[Stored items from a collection]
☆ ☆ ☆ ☆ ☆
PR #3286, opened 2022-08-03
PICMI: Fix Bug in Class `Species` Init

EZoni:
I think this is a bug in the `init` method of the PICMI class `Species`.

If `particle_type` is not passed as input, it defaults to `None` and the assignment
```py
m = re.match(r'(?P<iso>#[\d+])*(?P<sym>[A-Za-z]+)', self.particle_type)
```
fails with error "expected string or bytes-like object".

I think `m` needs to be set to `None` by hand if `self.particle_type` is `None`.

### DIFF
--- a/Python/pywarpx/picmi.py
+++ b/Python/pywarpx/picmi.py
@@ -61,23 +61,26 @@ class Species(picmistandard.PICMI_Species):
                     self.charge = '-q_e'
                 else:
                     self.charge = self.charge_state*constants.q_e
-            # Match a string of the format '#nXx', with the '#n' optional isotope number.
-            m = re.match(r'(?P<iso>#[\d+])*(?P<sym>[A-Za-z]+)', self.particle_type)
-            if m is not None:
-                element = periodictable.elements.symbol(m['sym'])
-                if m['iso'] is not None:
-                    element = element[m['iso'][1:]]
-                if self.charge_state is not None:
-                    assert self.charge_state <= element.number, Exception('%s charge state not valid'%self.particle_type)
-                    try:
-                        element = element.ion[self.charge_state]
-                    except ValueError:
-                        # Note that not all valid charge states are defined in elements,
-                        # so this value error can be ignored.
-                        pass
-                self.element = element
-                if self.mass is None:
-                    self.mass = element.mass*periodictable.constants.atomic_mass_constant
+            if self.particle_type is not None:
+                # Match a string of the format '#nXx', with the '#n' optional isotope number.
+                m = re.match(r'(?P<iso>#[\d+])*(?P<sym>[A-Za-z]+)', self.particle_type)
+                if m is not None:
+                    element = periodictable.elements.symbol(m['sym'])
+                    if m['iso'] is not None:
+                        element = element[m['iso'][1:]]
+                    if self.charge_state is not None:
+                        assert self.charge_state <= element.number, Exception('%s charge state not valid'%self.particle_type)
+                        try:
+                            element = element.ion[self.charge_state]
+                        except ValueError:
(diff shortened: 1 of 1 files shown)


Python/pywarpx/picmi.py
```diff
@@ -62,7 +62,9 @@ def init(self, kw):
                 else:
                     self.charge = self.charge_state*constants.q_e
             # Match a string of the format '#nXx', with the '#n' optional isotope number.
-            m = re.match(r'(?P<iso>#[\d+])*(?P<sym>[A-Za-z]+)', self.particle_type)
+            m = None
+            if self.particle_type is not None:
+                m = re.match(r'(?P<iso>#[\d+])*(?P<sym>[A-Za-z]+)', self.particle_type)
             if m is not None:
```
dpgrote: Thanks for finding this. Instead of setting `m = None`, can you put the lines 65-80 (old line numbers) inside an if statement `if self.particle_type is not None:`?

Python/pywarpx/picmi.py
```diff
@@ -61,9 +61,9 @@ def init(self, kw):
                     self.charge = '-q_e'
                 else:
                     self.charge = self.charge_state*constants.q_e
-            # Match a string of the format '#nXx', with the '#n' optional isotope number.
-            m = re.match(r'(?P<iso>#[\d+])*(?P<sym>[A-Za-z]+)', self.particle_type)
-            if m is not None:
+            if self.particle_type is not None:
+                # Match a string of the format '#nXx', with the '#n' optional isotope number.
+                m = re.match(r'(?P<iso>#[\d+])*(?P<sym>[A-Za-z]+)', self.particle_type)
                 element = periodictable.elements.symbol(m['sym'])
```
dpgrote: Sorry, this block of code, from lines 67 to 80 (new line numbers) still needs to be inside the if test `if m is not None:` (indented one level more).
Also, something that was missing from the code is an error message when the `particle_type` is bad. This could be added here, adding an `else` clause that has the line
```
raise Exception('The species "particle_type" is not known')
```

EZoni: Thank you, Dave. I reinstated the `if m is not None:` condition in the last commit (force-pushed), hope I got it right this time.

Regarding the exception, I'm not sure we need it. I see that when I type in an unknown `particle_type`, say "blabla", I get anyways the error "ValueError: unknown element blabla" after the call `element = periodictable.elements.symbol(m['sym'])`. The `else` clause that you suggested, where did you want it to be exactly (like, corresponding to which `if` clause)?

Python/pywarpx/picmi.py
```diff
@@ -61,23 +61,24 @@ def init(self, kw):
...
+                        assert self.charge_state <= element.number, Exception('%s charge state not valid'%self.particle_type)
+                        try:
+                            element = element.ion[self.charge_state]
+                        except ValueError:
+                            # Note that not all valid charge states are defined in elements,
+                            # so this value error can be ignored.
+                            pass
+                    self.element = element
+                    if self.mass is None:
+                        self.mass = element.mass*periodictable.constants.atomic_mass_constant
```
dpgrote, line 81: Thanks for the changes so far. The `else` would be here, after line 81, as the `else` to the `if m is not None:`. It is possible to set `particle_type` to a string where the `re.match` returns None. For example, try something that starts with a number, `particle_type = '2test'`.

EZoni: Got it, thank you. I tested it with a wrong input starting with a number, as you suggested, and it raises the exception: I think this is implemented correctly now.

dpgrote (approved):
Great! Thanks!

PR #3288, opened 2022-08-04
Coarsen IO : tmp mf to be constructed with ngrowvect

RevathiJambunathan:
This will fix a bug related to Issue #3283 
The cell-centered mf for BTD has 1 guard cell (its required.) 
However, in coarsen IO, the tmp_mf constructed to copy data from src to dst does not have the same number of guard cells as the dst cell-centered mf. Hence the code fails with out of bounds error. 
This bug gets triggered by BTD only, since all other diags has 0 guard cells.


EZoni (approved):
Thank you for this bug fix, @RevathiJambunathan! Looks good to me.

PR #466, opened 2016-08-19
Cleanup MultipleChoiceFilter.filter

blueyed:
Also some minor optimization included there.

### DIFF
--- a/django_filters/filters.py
☆ ☆ ☆ ☆ ☆
§ EXERCISE
Copy exactly the line containing "Great! Thanks!" and each line after it through the end of the records above.

§ YOUR SOLUTION
Great! Thanks!

PR #3288, opened 2022-08-04
Coarsen IO : tmp mf to be constructed with ngrowvect

RevathiJambunathan:
This will fix a bug related to Issue #3283 
The cell-centered mf for BTD has 1 guard cell (its required.) 
However, in coarsen IO, the tmp_mf constructed to copy data from src to dst does not have the same number of guard cells as the dst cell-centered mf. Hence the code fails with out of bounds error. 
This bug gets triggered by BTD only, since all other diags has 0 guard cells.


EZoni (approved):
Thank you for this bug fix, @RevathiJambunathan! Looks good to me.

PR #466, opened 2016-08-19
Cleanup MultipleChoiceFilter.filter

blueyed:
Also some minor optimization included there.

### DIFF
--- a/django_filters/filters.py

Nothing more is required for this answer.